Problem description: Below is a listing from which only part is wanted; return exactly the lines from the one with "the attested bytes, so" up to and including the one with "rows pinned |".

Excerpted records:
PR #656, opened 2026-07-22
compliance(art50): Phase 5 - rollout flag (AVAILABLE-only), retention reconciliation, a11y

swahlquist:
## Art50 Phase 5 - Rollout, Retention & Monitoring

Finishes the EU AI Act Article 50 work (hard gate **2026-08-02**). Targets `staging`.
The disclosure feature stays **inert** until the flag is enabled; **nothing here goes live in production**.

Phases 1-4 (consent record, disclosure content, accessible modal + ack endpoint + first-AI-use gate, jurisdiction stamping) are already merged to staging. This PR does the rollout wiring, retention reconciliation, an accessibility pass, and the register/claim-surface truth-up.

---

### What is ACTIVE on staging after this PR
- The `article_50_disclosure` frontend flag is **registered in `AVAILABLE_FRONTEND_FEATURES` only** (RLL-01). It is OFF for everyone by default.
- Verified path to the client: `FeatureFlags.frontend_flags_for(user)` -> `lib/json_api/user.rb:94` -> `user.js:135 feature_flags: attr('raw')` -> `app-state.js:2538 computed('currentUser.feature_flags')` -> `appState.feature_flags.article_50_disclosure`, the single input `utils/article50_gate.js#needsAcknowledgement` reads.
- EU 5-year `AiApiLog` purge is now **functional** wherever Phase 4 is deployed (jurisdiction is stamped `EU` at the three AI call sites).
- Accessibility fix on the modal itself: `role="alert"` on the ack-failure message (WCAG 4.1.3) and a single stable button element across the error toggle (WCAG 2.4.3).

### What remains INERT until the flag is enabled
- Because the flag is AVAILABLE-only (not in `ENABLED_FRONTEND_FEATURES`), `needsAcknowledgement` returns `false` for everyone, so the modal is shown to **no user**. The entire Phase 3/4 disclosure path is dormant.
- Enabling the flag for EU accounts is the **hard 2026-08-02 release gate**, done **only on Scot's explicit sign-off** and **only after the production deploy** of Phases 3-5. This PR does not enable it.

### Retention: enforced vs decided/documented (RET-01)
Reconciled identically across `docs/legal/DATA_RETENTION.md`, `docs/legal/AI_DATA_FLOW_CLASSIFICATION.md`, `lib/tasks/scheduler.rake`, and `privacy.hbs`:

| Tier | Window | Status |
|---|---|---|
[...]

PR #652, opened 2026-07-22
docs(compliance): record GCP cutover posture

swahlquist:
## Summary
- updates infrastructure and compliance docs for the 2026-07-22 Gate 1 DNS cutover to GCP
- records Google Cloud Platform as active production hosting and Render as a write-frozen rollback fallback pending explicit decommission
- refreshes derived document-register hashes for the changed git compliance docs

## Finding / attestation boundary
- does not close, downgrade, or supersede any finding
- leaves LL-6619cc1811 open until the in-context Cloud Run rediss:// PONG is captured and Scot attests closure
- leaves LL-f150e0e828 open until the offboarding consent flow is functionally tested and Scot closes it
- keeps LL-aacae48768 / LL-7f7372e3eb as Render-tail items until Render fallback data and services are deleted or restricted
- marks the Compliance Program content as post-Gate-1 update pending Scot re-attestation

## Verification
- scripts/regenerate-register.sh
- git diff --check
- targeted stale-current-state sweep for Render/GCP planned-hosting wording
- confirmed FINDINGS.json was unchanged and named findings retain their existing statuses

## Notes
The historical 2026-06-18 status snapshot and older change-log rows still describe the pre-cutover state by design; they are not current-state operator instructions.

PR #648, opened 2026-07-21
compliance(register+subprocessors): disclose 5 raw localization/speech egress sinks; open LL-c38e7da48e + LL-1eb9a2435b

swahlquist:
## What this PR does
Corrects the subprocessor register to reflect the **actual** localization/speech egress surface, discovered while scoping which features truly reach a third party. None of this is runtime-behavior change; it is register + disclosure accuracy.

Five runtime flows send **raw, unscrubbed user content** to a third party (none pass through `lib/pii_scrubber.rb`):

| # | Sink | Data | Code | Contract basis |
|---|------|------|------|----------------|
| 15 | Google Cloud Translation | raw button-label text | `word_data.rb#query_translations` | Google Cloud BAA (§5.7); covered-service TBC |
| 16 | Google Cloud Text-to-Speech | raw spoken text | `tts.rb#generate_google`, `search_controller` | Google Cloud BAA; covered-service TBC |
| 17 | Abair Irish TTS (Trinity College Dublin) | raw spoken text | `tts.rb#generate_irish` | **No DPA on file** |
| 18 | Google Cloud Speech-to-Text | **raw user VOICE RECORDING (audio)** | `button_sound.rb#schedule_transcription` (auto, `after_save`) | Google Cloud BAA; covered-service TBC |
| — | consumer `translate_tts` | raw text | `search_controller.rb:408` | **No basis; dead in prod** (only hit when `GOOGLE_TTS_TOKEN` unset) |

Sink **#18 was missed by the first pass** and is the highest-sensitivity: an actual voice recording, uploaded automatically, that **cannot be PII-scrubbed** (the scrubber redacts text, not audio). Its discovery corrected my earlier "build a text identifier allowlist" recommendation — that control can't touch audio, and for the text flows the real control is BAA covered-service confirmation, not scrubbing.

## Findings (all OPEN — only Scot triages/closes)
- **LL-c38e7da48e** (medium) — Cloud Translation, text
- **LL-a167848115** (medium) — TTS (Google TTS + Abair), text
- **LL-1eb9a2435b** (medium, NEW) — Cloud Speech-to-Text, voice audio
- Cross-referenced as one triage cluster.

## Fix status
| Item | Status | Evidence |
| --- | --- | --- |
| Disclose all 5 sinks in the register | Fixed | `SUBPROCESSORS.md` rows #15–#18 + §5.8 |
| Correct control framing (BAA covered-service, not scrubber) | Fixed | `SUBPROCESSORS.md` §5.8 |
[...]

PR #631, opened 2026-07-19
compliance(anthropic): record executed HIPAA-Ready BAA + reconcile posture docs

swahlquist:
Records the executed Anthropic HIPAA-Ready BAA and reconciles the compliance docs that previously said the Anthropic runtime path had no BAA. Docs-only; no code or data-flow change.

## What happened
Anthropic HIPAA-Ready BAA executed and HIPAA readiness enabled **2026-07-18** on the runtime-dedicated **LingoLinq, LLC** Anthropic API org (confirmed by Scot). This is the model-provider BAA for the direct Anthropic runtime egress path, distinct from the AWS and GCP infrastructure BAAs already on file.

## Live enablement verification (2026-07-18)
Run against the deployed runtime `ANTHROPIC_API_KEY` (key value never logged):
- `POST /v1/messages` (Haiku 4.5) -> **HTTP 200** (eligible feature works, no ZDR required)
- `GET /v1/files` (non-eligible) -> **HTTP 400** "this endpoint is not available for HIPAA-regulated organizations without Zero Data Retention"

The 400 on a non-eligible feature is positive proof the runtime key is on a HIPAA-regulated org and org-wide enforcement is active. This resolves the key-identity blocker from the 2026-07-18 eligible-services scope review.

## Changes
- **New:** `docs/legal/ANTHROPIC_BAA_ACCEPTED.md` (parity with AWS/GCP records) + `DOCUMENT-REGISTER` row `DOC-ab3a8c3ed4`.
- **Reconciled (P4):** `COMPLIANCE.md` Anthropic row, `SUBPROCESSORS.md` row 4 + section-5.7 narrative + changelog, `GCP_BAA_ACCEPTED.md` scope note, `AI_GOVERNANCE_MEMO.md` (dated addendum, flagged for CEO re-attestation).
- Coverage recorded: Messages API only, in-scope models (Haiku 4.5 / Opus 4.7 / Sonnet), **no ZDR required**; excluded features (Files/Batch/Skills/Code-Exec/Computer-Use/Web-Fetch) blocked org-wide. Source: https://platform.claude.com/docs/en/manage-claude/api-and-data-retention

## Fix status
| Item | Status | Evidence |
| --- | --- | --- |
| Record executed Anthropic BAA | Fixed | `docs/legal/ANTHROPIC_BAA_ACCEPTED.md` |
| Register row + integrity | Fixed | `DOC-ab3a8c3ed4`; `document-register-render --check` OK (55 docs) |
[...]

PR #669, opened 2026-07-23
compliance(register): pin attested bytes with attestedContentHash (closes #661)

### LINKED ISSUE #661: compliance(register): add attestedContentHash so attested-file drift is detectable
Follow-up from #658.

## Problem

`audit-reports/DOCUMENT-REGISTER.json` stores a row's current `contentHash` and its `attestation.attestedDate`, but never the hash **as attested**. So an attested document's bytes can change with no signal: the render simply recomputes `contentHash` and CI stays green, while the row continues to assert an attestation that covered a revision which no longer exists.

This is not hypothetical. Two instances were found by hand during #658, and both passed green CI:

1. `docs/legal/COMPLIANCE_PROGRAM_OVERVIEW.md` - attested for **external release** 2026-07-09 (banner still reads `rev. 2026-07-09-c`), then edited by #649 and #652 on 2026-07-21. The subprocessor and hosting posture was rewritten and the COPPA offboarding section inverted from an open gap to an implemented control.
2. `docs/legal/AI_DATA_FLOW_CLASSIFICATION.md` - attested (provisional) 2026-07-09, then edited by #656 on 2026-07-22, moving two AI-log retention tiers from "Decided, rolling out" to "Decided, not yet enforced."

Both rows were held at `status: draft` with empty attestations in #658 as a manual correction. Nothing prevents the next occurrence.

The Drive-side twin of this hole is already documented in `meta.contentHashNote` (Drive hashes are operator-supplied with no automated refresh). This issue is about the **git** side, where the bytes *are* verifiable and the drift *is* mechanically detectable.

## Proposed fix

Add `attestation.attestedContentHash` alongside `attestedBy` / `attestedDate`, populated when an attestation is recorded. Then in `scripts/document-register-render.rb --check`, for any git row that is attested:

- `attestedContentHash` missing while `attestedBy` is present -> failure (an attestation with no pinned bytes cannot be verified)
- `attestedContentHash != contentHash` -> failure, naming the file and telling the operator that the attested revision no longer exists and re-attestation is owed

Scope decisions to settle in the PR:

- Whether an unattested-but-drifted row should be advisory rather than a hard failure.
- Whether drive/notion rows are exempt (they have no verifiable hash, so probably yes: enforce only where `canonicalSystem == git`).
- Backfill: existing attested git rows have no `attestedContentHash`. Backfilling from the current bytes would silently re-assert every existing attestation, which is the exact error this is meant to prevent. Safer to require Scot to confirm each, or to grandfather existing rows behind a dated exemption list that shrinks to zero.

Only Scot attests, so the backfill question is his call, not the implementer's.

## Also owed (separate from the schema work)

Re-attestation of the two documents above, the second being externally shareable.

swahlquist:
Closes #661.

## The hole

`audit-reports/DOCUMENT-REGISTER.json` stored a row's current `contentHash` and its
`attestation.attestedDate`, but never the hash **as attested**. An attested compliance document
could therefore be rewritten with a green build: the render recomputed `contentHash`, and the row
went on asserting an attestation that covered a revision which no longer existed. Both known
instances were caught by hand, never by CI.

## What this adds

`attestation.attestedContentHash` pins the sha256 of the bytes that were attested.
`ruby scripts/document-register-render.rb --check` now fails when:

| Condition | Why it fails |
|---|---|
| pinned hash != `contentHash` (git row) | the attested revision no longer exists; re-attestation is owed |
| attested git row pins nothing and is not grandfathered | an attestation with no pinned bytes cannot be verified |
| pin is not 64 lowercase hex | malformed |
| non-git row carries the field | Drive/Notion hashes are operator-supplied; pinning asserts a guarantee a network-free check cannot make |
| exemption is stale, duplicated, unresolvable, undated, or reasonless | the grandfather list must only ever shrink |

**Render never writes `attestedContentHash`.** Backfilling it in the same pass that recomputes
`contentHash` would make every attestation self-certifying, which is precisely the failure the
field exists to catch. Pinning is a human act recorded with the attestation.

## Backfill: decided by evidence, not by policy

The issue flagged backfill as Scot's call because populating from current bytes would silently
re-assert every attestation. Rather than do that or punt entirely, each of the 17 attested git rows
was classified by whether git shows a **modify** commit after its `attestedDate`. A commit that
*added* the file after that date is not drift (the attestation preceded the merge), which cleared
three rows a naive date compare had flagged.

- **10 rows with no post-attestation modification** were pinned. Git proves the current bytes are
  the attested bytes, so the pin states a fact rather than making an attestation.
- **7 rows modified after attestation** were **not** pinned. They sit on
  `meta.attestationBackfillExemptions` with the commits that moved them.

### Re-attestation owed (7) - Scot's queue, no agent decision made

| Record | Attested | Modified after by |
|---|---|---|
| `COMPLIANCE.md` | 2026-07-06 | #622, #631, #652 |
| `docs/legal/COMPLIANCE_POSTURE_REPORT.md` | 2026-07-16 | #622, #652 |
| `docs/legal/DATA_RETENTION.md` | 2026-06-21 | #569, #656 |
| `docs/legal/SUBPROCESSORS.md` | 2026-07-06 | #588, #622, #631, #648, #652 |
| `docs/legal/COPPA_VERIFICATION_2026-04-26.md` | 2026-06-21 | #597 |
| `docs/legal/PARENTAL_CONSENT_EMAIL.md` | 2026-06-21 | #597, #616 |
| `docs/legal/GCP_BAA_ACCEPTED.md` | 2026-07-16 | #631, #652 |

That list is the substantive finding of this PR: seven attested compliance records, several of them
externally shareable, whose attested revision no longer exists. Nothing here re-attests them.

## Downstream truthfulness

- `compliance-publication-status.rb` gains an **Attestation Integrity** section with a drift table
  and a re-attestation queue, and counts both in the footer.
- `document-register-notion-sync.rb` labels an unverified attestation
  `(re-attestation owed: attested bytes not pinned or no longer current)` rather than showing a bare
  `attestedBy attestedDate`, so the Notion mirror cannot read cleaner than the register.
- `docs/legal/README.md` rule 4 states the pin, which is what makes the existing
  "attestation freezes the artifact" rule enforceable rather than aspirational.

## Fix status

| Item | Status | Evidence |
|---|---|---|
| `attestedContentHash` schema + pin | Fixed | `audit-reports/DOCUMENT-REGISTER.json` `meta.attestationHashNote`; 10 rows pinned |
| Drift is a hard CI failure (git rows) | Fixed | `scripts/document-register-render.rb` `attestation_problems` |
| Grandfather list cannot become permanent cover | Fixed | `attestation_exemption_problems`; stale entry fails `--check` |
| Non-git rows exempt from enforcement | Fixed (by design) | field rejected on drive/notion rows |
| Render cannot launder a pin | Fixed | negative test 13: edit file, full render, `--check` still fails |
| Backfill of drifted rows | Not fixed by design | 7 rows queued for Scot; only Scot attests |

## Not covered by this PR

- **Re-attestation of the 7 drifted records.** Only Scot attests. Each clears by pinning the hash
  and deleting its exemption entry.
- **Drive and Notion rows.** Their hashes are operator-supplied with no automated refresh, so there
  is nothing offline CI can verify. Documented in `meta.contentHashNote` and unchanged here.
- **Historical reconstruction.** No attempt is made to recover what the attested bytes *were* for a
  drifted row; the register records that they are gone, not what they said.

## Verification

13 negative tests, every one confirmed to fire: pinned-hash mismatch, unpinned + unexempted, stale
exemption, malformed pin, pin on a drive row, unresolvable exemption id, missing reason, unparseable
`addedOn`, duplicate exemption, exemption on an unattested row, exemption location drift, non-array
list, and the end-to-end path (edit an attested file, run the full render, confirm `--check` still
fails).

Preflight, all green at head:

```
ruby scripts/document-register-render.rb --check       # OK
ruby scripts/compliance-publication-status.rb --check  # OK
ruby scripts/compliance-notion-publish.rb --check      # OK
ruby scripts/compliance-calendar-render.rb --check     # OK
ruby scripts/capability-check.rb --check               # OK
scripts/regenerate-register.sh                         # Done, no further changes
git diff --check                                       # clean
```

The advisory about non-git rows missing supplied hashes is expected. One new advisory is
intentional and prints every run until it reaches zero: `7 attested row(s) are grandfathered on
meta.attestationBackfillExemptions`.

## Author-Model: opus-4.8

### DIFF
--- a/.github/workflows/ci.yml
+++ b/.github/workflows/ci.yml
@@ -141,6 +141,9 @@ jobs:
       - name: Verify document register render + git content hashes + bundle completeness
         run: ruby scripts/document-register-render.rb --check
 
+      - name: Verify attestedContentHash guards (drift + closed exemption set)
+        run: scripts/tests/attestation-hash-guard-test.sh
+
       - name: Verify compliance publication status report
         run: ruby scripts/compliance-publication-status.rb --check
 
--- a/audit-reports/COMPLIANCE-PUBLICATION-STATUS.md
+++ b/audit-reports/COMPLIANCE-PUBLICATION-STATUS.md
@@ -199,6 +199,26 @@ No retention rule has been approved. Nothing in this register is eligible for di
 
 _No record is under legal hold. A hold suspends all disposition for the rows it covers, and only Scot flips it._
 
+## Attestation Integrity
+
+17 attested git record(s). `attestation.attestedContentHash` pins the bytes that were attested; `ruby scripts/document-register-render.rb --check` fails when a pinned hash stops matching the file. Drive and Notion rows are out of scope: their hashes are operator-supplied, so there is nothing CI can verify.
+
+**No pinned attestation has drifted.** Every record that pins a hash still matches the attested bytes.
+
+### Re-attestation queue (7)
+
+Attested before the check existed and modified afterwards, so the attested revision no longer exists. The hash is deliberately not backfilled: pinning current bytes would re-assert an attestation Scot never gave. Each row clears when Scot re-attests the current revision.
+
+| Title | Location | Attested | Why it is unpinned |
+|---|---|---|---|
+| COPPA Final-Rule Verification | `docs/legal/COPPA_VERIFICATION_2026-04-26.md` | 2026-06-21 | attested 2026-06-21, then modified by 1 later commit(s); the attested revision no longer exists, so pinning current bytes would re-assert an attestation Scot never gave |
+| Compliance & Data Governance (COMPLIANCE.md) | `COMPLIANCE.md` | 2026-07-06 | attested 2026-07-06, then modified by 3 later commit(s); the attested revision no longer exists, so pinning current bytes would re-assert an attestation Scot never gave |
+| Compliance Posture Report | `docs/legal/COMPLIANCE_POSTURE_REPORT.md` | 2026-07-16 | attested 2026-07-16, then modified by 2 later commit(s); the attested revision no longer exists, so pinning current bytes would re-assert an attestation Scot never gave |
+| Data Retention Schedule | `docs/legal/DATA_RETENTION.md` | 2026-06-21 | attested 2026-06-21, then modified by 2 later commit(s); the attested revision no longer exists, so pinning current bytes would re-assert an attestation Scot never gave |
+| Google Cloud Platform BAA + CDPA + SCCs - Acceptance Record | `docs/legal/GCP_BAA_ACCEPTED.md` | 2026-07-16 | attested 2026-07-16, then modified by 2 later commit(s); the attested revision no longer exists, so pinning current bytes would re-assert an attestation Scot never gave |
+| Parental Consent Email (COPPA / under-13) | `docs/legal/PARENTAL_CONSENT_EMAIL.md` | 2026-06-21 | attested 2026-06-21, then modified by 2 later commit(s); the attested revision no longer exists, so pinning current bytes would re-assert an attestation Scot never gave |
+| Subprocessor Register | `docs/legal/SUBPROCESSORS.md` | 2026-07-06 | attested 2026-07-06, then modified by 5 later commit(s); the attested revision no longer exists, so pinning current bytes would re-assert an attestation Scot never gave |
+
 ## Supersession Chains
 
 A superseded record is never edited, renamed, or moved. It keeps its row and its membership in any frozen point-in-time binder; only the pointer is added.
@@ -258,4 +278,4 @@ The missing layer is a Google Docs publisher/refresh workflow. Until that exists
 
 ---
 
-_70 documents tracked. 53 stale review item(s). 22 Drive refresh item(s). 4 Notion hash item(s). 22 inferred retention class(es). 0 legal hold(s). 1 superseded record(s). 23 bundle gap(s) across 6 bundle(s)._
+_70 documents tracked. 53 stale review item(s). 22 Drive refresh item(s). 4 Notion hash item(s). 22 inferred retention class(es). 0 legal hold(s). 1 superseded record(s). 0 drifted attestation(s), 7 awaiting re-attestation. 23 bundle gap(s) across 6 bundle(s)._
--- a/audit-reports/DOCUMENT-REGISTER.json
+++ b/audit-reports/DOCUMENT-REGISTER.json
@@ -451,7 +451,166 @@
     },
     "bundleMatchNote": "bundleDefinitions[*].requiredDocs binds each requirement to a specific document by canonicalLocation (identity), not free-text title, so a doc retitled to a required string cannot satisfy a requirement. Each requiredDoc carries a human-readable title that --check verifies still matches the member at that location (register-drift guard). --check fails if a requiredDoc location is not a bundle member, or its title has drifted.",
     "bundleGapNote": "bundleDefinitions[*].gaps names artifacts a bundle genuinely needs that DO NOT EXIST as records yet. A gap is a deliberate, visible hole: it is rendered in DOCUMENT-REGISTER.md and never satisfied by inventing a row or by pointing a requiredDoc at an unrelated document. gaps never fail --check; an unmet requiredDoc always does. Close a gap by creating the real artifact and promoting it out of gaps into requiredDocs.",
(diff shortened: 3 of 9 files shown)


swahlquist:
## Codex Review

**Verdict:** REQUEST_CHANGES
**Route:** codex
**Head:** 72087d54889198e6c9f4f35ece9c3b94ff0925a7
**Run:** https://github.com/lingolinq/LingoLinq-AAC/actions/runs/29982860445


Codex review completed.

| --- | --- | --- | --- |
| CR-1 | HIGH | scripts/document-register-render.rb | Backfill exemptions can be added for future unpinned attestations, so the grandfather list is not actually constrained to pre-existing drift and does not 'only ever shrink'. |

swahlquist:
Both findings addressed at `18cc95531`.

## High: the exemption list was a waiver mechanism

Correct, and it defeated the point of the gate. Appending an id to `meta.attestationBackfillExemptions` would have cleared any future unpinned attestation, so "one-way, only shrinks" was a property of the prose, not of the code.

Fixed by freezing the grandfather set **in code, outside the data the check reads**:

```ruby
CLOSED_ATTESTATION_EXEMPTIONS = %w[
  DOC-9b299a785b DOC-4e3b7fb1fb DOC-bff9acf51f DOC-0387973005
  DOC-407d2c2bf4 DOC-4e6c9253b9 DOC-5b14b08908
].to_set.freeze
```

`meta.attestationBackfillExemptions` may now only ever be a **subset** of that set. An id outside it is rejected no matter how well-formed its entry is:

```
[FAIL] attestation exemption for "..." (DOC-...) is not in the closed grandfather set; that set is
frozen in scripts/document-register-render.rb and can only shrink. An attestation recorded after
this check landed must pin attestedContentHash - it cannot be exempted
```

Removing an id (Scot re-attested, hash pinned) is the only supported edit. Nothing is ever added. The set can be closed because the population it describes is closed: rows attested before the check existed. A new attestation pins its bytes at the moment it is recorded, which costs the attester nothing, since they are looking at the file.

The unpinned-row message also no longer offers an exemption as a remedy. It now says the list is closed and that adding an entry will not clear the failure, so the next person hitting it is not pointed at the loophole you found.

## Medium: tests were run but not committed

Also correct. Added `scripts/tests/attestation-hash-guard-test.sh`, wired into the `audit-artifacts-integrity` CI job. 16 cases, all passing:

```
  ok   live register passes unmutated
  ok   pinned hash no longer matches the file
  ok   attested git row pins nothing and is not grandfathered
  ok   pin is malformed
  ok   non-git row carries a pin CI cannot verify
  ok   a new row cannot be exempted into passing
  ok   exemption left behind after the row was pinned
  ok   exemption id resolves to nothing
  ok   exemption carries no reason
  ok   exemption date is unparseable
  ok   exemption is duplicated
  ok   exemption covers a row with no attestation
  ok   exemption location disagrees with its row
  ok   exemption list is not an array
  ok   edit an attested file, re-render, guard still fires
  ok   live register untouched
```

That covers every case you listed: pinned mismatch, missing pin, stale exemption, non-git pin, malformed hash, and the render refusing to backfill. The last is the end-to-end path (edit an attested file, run the full render, confirm `--check` still fails), which is what would catch a future change that made attestations self-certifying.

The harness works on a **copy** of the real register placed beside it in `audit-reports/`, not a synthetic fixture. The properties under test are properties of the real register plus the real repo (tracked file bytes, `docs/legal` completeness, `REPO_ROOT` containment), and a fixture faking all of that is what would rot first. Two guards keep it honest: a baseline case asserting the committed register passes unmutated, and a post-condition asserting the run left the live register untouched.

Supporting change: the render path is now derived from the register filename (`DOCUMENT-REGISTER.json` to `DOCUMENT-REGISTER.md`) rather than hard-coded, so a test register renders beside itself instead of comparing against and overwriting the real one. Identical result for the default path.

## Unchanged

The seven rows owing re-attestation stay unpinned and queued. Nothing here attests anything; only Scot attests.

swahlquist:
## Codex Review

**Verdict:** APPROVE
**Review status:** Approved
**Route:** codex
**Head:** 18cc9553126edda5734a31007e7f66e57fa8a2e2
**Run:** https://github.com/lingolinq/LingoLinq-AAC/actions/runs/29983509650


Codex review completed.

_No findings reported._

Solution to this exercise:
  the attested bytes, so the pin states a fact rather than making an attestation.
- **7 rows modified after attestation** were **not** pinned. They sit on
  `meta.attestationBackfillExemptions` with the commits that moved them.

### Re-attestation owed (7) - Scot's queue, no agent decision made

| Record | Attested | Modified after by |
|---|---|---|
| `COMPLIANCE.md` | 2026-07-06 | #622, #631, #652 |
| `docs/legal/COMPLIANCE_POSTURE_REPORT.md` | 2026-07-16 | #622, #652 |
| `docs/legal/DATA_RETENTION.md` | 2026-06-21 | #569, #656 |
| `docs/legal/SUBPROCESSORS.md` | 2026-07-06 | #588, #622, #631, #648, #652 |
| `docs/legal/COPPA_VERIFICATION_2026-04-26.md` | 2026-06-21 | #597 |
| `docs/legal/PARENTAL_CONSENT_EMAIL.md` | 2026-06-21 | #597, #616 |
| `docs/legal/GCP_BAA_ACCEPTED.md` | 2026-07-16 | #631, #652 |

That list is the substantive finding of this PR: seven attested compliance records, several of them
externally shareable, whose attested revision no longer exists. Nothing here re-attests them.

## Downstream truthfulness

- `compliance-publication-status.rb` gains an **Attestation Integrity** section with a drift table
  and a re-attestation queue, and counts both in the footer.
- `document-register-notion-sync.rb` labels an unverified attestation
  `(re-attestation owed: attested bytes not pinned or no longer current)` rather than showing a bare
  `attestedBy attestedDate`, so the Notion mirror cannot read cleaner than the register.
- `docs/legal/README.md` rule 4 states the pin, which is what makes the existing
  "attestation freezes the artifact" rule enforceable rather than aspirational.

## Fix status

| Item | Status | Evidence |
|---|---|---|
| `attestedContentHash` schema + pin | Fixed | `audit-reports/DOCUMENT-REGISTER.json` `meta.attestationHashNote`; 10 rows pinned |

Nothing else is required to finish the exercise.